** Opening RECORD SET block **

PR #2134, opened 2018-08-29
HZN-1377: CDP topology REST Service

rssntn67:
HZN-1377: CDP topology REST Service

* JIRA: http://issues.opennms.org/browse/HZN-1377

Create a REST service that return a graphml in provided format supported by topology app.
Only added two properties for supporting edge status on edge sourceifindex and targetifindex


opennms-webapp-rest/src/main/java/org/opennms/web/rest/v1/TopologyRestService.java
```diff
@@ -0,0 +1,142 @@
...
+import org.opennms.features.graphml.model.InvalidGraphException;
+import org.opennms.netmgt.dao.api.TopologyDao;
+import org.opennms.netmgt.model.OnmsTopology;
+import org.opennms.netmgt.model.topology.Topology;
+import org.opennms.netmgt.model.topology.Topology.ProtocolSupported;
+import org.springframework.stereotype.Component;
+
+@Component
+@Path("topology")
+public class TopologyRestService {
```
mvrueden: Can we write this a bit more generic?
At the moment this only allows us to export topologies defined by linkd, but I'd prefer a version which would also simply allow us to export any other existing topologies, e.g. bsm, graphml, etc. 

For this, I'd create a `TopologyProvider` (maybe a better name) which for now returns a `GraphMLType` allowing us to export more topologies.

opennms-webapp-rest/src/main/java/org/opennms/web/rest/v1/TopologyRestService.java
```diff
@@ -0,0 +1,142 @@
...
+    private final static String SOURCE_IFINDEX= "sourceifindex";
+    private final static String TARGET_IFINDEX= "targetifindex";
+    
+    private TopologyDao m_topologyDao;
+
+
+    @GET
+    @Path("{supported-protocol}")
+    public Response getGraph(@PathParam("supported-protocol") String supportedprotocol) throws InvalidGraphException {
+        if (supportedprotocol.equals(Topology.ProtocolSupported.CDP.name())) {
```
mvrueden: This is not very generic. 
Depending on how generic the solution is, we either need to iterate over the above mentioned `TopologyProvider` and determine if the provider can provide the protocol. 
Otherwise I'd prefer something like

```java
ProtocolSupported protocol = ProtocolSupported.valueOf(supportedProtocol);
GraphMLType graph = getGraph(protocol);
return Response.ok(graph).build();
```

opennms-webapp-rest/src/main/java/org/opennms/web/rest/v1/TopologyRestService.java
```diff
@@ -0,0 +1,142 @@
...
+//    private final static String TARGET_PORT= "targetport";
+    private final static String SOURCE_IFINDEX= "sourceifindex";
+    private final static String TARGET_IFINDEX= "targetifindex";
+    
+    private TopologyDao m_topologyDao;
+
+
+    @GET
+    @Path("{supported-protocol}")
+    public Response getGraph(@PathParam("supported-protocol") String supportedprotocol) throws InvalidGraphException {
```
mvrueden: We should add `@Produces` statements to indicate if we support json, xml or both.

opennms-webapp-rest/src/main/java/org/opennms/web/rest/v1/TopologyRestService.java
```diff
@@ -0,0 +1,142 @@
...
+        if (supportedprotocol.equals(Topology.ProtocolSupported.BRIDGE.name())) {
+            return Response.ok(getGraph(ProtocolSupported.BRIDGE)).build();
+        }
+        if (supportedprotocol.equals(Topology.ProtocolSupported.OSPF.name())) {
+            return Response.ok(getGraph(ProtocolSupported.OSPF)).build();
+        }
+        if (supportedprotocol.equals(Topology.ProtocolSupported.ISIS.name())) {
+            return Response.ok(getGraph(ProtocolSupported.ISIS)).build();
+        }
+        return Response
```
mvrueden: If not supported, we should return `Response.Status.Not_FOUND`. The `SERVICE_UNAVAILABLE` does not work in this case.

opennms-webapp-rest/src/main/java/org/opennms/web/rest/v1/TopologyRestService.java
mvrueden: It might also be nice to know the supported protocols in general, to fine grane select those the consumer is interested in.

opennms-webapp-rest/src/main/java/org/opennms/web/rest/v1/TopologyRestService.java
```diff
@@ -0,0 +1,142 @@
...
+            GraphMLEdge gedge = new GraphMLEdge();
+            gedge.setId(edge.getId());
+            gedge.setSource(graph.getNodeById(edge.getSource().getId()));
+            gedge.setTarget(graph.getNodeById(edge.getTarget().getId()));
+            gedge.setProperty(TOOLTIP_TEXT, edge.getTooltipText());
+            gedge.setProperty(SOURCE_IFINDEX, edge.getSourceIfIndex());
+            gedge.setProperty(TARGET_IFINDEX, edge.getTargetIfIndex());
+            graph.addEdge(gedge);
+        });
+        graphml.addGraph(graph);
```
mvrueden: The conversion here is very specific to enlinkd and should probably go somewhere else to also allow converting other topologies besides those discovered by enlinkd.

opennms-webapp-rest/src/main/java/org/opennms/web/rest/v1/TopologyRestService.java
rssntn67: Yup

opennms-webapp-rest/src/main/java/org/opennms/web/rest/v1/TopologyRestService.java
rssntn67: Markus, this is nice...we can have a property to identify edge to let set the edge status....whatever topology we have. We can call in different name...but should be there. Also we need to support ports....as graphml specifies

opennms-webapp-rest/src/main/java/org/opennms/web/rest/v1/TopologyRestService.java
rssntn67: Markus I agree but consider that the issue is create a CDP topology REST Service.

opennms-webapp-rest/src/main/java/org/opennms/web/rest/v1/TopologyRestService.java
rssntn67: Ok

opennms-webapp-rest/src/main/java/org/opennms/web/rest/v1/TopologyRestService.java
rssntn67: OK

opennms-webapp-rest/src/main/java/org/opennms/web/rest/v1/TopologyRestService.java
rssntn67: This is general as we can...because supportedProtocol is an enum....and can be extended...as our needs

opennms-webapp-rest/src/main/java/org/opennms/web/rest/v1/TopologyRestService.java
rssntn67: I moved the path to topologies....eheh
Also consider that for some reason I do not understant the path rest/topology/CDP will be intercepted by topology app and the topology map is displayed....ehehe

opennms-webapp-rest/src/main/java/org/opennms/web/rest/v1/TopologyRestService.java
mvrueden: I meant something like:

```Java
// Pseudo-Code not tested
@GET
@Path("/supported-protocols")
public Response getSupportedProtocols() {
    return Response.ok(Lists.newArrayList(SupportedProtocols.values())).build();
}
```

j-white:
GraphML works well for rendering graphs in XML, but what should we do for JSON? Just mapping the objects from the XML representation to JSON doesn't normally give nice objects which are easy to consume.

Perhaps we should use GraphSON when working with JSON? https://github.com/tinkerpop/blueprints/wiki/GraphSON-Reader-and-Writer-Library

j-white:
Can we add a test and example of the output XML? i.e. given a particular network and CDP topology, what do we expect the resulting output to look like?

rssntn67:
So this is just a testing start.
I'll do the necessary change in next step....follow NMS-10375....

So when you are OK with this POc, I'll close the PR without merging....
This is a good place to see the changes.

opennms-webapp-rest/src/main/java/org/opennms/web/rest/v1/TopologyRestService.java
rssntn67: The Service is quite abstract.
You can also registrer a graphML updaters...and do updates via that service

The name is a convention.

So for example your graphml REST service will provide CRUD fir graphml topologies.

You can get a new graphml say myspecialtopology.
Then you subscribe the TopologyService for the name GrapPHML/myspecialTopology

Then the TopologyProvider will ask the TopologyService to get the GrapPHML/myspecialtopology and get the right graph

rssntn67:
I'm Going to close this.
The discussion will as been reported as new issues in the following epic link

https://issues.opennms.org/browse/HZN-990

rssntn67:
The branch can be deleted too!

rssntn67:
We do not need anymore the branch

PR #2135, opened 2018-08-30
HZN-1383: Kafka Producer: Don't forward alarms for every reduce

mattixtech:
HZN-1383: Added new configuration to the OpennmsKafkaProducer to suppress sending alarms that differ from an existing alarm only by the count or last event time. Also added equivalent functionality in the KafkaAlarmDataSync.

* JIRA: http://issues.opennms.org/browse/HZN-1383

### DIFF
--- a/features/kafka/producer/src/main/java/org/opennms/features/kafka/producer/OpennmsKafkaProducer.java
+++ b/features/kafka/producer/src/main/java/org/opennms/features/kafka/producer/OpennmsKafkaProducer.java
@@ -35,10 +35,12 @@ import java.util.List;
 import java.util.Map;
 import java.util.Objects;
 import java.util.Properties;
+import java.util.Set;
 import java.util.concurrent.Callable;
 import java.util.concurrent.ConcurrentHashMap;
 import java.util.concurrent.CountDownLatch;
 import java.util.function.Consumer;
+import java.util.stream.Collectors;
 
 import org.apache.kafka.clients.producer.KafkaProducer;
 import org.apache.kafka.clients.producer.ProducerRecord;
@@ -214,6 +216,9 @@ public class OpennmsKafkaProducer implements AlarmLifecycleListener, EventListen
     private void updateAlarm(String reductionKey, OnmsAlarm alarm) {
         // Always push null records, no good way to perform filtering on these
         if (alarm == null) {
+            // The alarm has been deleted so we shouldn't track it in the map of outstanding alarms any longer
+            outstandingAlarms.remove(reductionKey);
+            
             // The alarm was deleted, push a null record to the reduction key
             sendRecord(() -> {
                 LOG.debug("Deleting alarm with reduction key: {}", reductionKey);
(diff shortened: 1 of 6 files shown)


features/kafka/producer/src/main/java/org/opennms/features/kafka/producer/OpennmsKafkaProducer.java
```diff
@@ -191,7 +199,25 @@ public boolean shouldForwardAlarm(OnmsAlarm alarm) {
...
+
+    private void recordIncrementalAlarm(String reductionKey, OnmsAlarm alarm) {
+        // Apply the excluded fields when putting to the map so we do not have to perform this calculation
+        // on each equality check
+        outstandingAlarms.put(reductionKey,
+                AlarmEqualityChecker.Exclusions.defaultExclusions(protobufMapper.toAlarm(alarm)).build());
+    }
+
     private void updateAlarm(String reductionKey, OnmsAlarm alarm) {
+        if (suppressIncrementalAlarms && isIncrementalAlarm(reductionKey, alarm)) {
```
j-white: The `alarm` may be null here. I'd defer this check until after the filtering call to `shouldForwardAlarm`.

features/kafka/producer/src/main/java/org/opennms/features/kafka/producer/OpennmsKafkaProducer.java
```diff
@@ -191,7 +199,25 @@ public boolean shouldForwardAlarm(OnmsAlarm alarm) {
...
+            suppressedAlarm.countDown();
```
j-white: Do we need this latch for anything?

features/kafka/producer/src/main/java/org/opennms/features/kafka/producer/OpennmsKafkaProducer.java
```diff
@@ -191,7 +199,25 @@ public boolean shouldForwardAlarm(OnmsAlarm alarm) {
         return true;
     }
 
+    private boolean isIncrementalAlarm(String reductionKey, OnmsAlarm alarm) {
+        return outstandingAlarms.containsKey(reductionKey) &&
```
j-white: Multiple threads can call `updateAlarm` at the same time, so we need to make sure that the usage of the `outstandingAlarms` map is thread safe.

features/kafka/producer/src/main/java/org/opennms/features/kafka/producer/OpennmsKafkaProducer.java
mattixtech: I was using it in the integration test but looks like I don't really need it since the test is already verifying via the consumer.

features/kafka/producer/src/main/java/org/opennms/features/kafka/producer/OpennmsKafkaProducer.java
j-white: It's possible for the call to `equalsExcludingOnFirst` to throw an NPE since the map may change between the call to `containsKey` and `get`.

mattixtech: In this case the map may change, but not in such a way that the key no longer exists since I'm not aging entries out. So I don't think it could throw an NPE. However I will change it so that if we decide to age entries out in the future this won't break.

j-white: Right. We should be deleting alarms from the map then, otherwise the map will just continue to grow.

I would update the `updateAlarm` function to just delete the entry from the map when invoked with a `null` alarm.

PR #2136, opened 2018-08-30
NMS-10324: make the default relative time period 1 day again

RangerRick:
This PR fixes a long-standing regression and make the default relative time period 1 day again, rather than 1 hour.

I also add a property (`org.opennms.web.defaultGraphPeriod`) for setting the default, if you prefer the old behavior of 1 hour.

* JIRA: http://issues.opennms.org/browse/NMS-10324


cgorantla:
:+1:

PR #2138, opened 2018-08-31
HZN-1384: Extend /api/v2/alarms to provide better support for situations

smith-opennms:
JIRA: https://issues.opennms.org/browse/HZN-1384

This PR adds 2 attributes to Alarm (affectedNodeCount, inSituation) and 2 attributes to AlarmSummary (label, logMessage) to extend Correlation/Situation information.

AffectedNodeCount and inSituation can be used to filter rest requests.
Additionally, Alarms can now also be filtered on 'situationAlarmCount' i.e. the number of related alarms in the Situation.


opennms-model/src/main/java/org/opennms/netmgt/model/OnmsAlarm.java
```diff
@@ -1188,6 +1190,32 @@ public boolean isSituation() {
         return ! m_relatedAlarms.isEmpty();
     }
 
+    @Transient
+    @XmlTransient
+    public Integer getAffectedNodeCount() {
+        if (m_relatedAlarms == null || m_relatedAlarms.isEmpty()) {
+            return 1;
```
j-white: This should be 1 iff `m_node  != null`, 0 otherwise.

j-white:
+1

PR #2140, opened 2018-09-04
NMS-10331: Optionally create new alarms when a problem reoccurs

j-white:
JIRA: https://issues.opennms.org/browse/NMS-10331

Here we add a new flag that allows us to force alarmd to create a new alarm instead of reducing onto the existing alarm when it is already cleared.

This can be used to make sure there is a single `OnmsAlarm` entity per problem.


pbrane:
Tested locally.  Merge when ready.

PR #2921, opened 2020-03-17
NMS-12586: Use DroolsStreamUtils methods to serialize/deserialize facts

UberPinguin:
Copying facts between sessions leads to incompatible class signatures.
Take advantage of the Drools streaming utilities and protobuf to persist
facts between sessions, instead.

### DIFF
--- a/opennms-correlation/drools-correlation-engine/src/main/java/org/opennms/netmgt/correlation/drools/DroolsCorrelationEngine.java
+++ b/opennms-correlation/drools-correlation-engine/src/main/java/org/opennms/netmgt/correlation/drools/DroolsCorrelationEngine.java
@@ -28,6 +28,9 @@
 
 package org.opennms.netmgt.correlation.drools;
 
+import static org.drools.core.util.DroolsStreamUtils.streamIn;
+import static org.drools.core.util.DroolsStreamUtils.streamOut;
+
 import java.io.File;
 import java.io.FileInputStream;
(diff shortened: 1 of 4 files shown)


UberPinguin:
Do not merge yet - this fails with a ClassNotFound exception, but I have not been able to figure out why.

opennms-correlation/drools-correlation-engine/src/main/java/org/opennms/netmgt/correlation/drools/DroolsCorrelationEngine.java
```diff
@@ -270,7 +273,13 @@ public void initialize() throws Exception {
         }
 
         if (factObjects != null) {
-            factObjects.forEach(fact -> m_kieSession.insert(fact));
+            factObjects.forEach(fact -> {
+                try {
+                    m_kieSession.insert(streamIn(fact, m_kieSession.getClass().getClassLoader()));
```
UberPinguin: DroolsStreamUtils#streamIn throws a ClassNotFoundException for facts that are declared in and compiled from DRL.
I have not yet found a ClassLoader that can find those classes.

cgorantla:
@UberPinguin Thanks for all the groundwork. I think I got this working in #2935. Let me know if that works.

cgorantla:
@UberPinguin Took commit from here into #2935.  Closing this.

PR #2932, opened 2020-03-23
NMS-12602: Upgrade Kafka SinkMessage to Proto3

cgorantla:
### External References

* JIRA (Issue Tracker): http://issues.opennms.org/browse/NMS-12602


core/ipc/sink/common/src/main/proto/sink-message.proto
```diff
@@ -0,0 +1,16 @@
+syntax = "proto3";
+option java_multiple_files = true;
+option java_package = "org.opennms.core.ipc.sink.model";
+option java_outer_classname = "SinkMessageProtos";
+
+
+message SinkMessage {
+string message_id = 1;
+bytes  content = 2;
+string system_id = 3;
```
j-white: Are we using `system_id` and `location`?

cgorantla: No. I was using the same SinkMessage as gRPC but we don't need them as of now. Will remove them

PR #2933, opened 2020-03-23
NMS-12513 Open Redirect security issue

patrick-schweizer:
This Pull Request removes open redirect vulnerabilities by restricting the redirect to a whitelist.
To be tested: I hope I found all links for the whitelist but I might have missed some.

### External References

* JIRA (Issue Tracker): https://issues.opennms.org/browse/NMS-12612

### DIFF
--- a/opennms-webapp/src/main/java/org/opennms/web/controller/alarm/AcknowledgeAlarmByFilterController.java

** Closing RECORD SET block **

» **TASK INSTRUCTIONS**
Number of lines above containing "relative": give it, with no other text.

» **TASK ANSWER**
2